**Source data:**

PR #530, opened 2021-02-09
Fix JPEG decoding of an oddly encoded files on gen7/8

digetx:
Intel VA-API driver fails to decode couple JPEG files for me because of the offending implicit u8->int32 expansion in the code of the driver.  This PR fixes the implicit integer expansion and decoding works properly now.


rathann:
@digetx could you provide a sample JPEG file that fails to decode? I have a Haswell CPU and cannot find any JPEGs that would fail to decode locally.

**Required work:** Look through the listing above. Pick out each line with "decode" and copy it.

**Your response:**
Intel VA-API driver fails to decode couple JPEG files for me because of the offending implicit u8->int32 expansion in the code of the driver.  This PR fixes the implicit integer expansion and decoding works properly now.
@digetx could you provide a sample JPEG file that fails to decode? I have a Haswell CPU and cannot find any JPEGs that would fail to decode locally.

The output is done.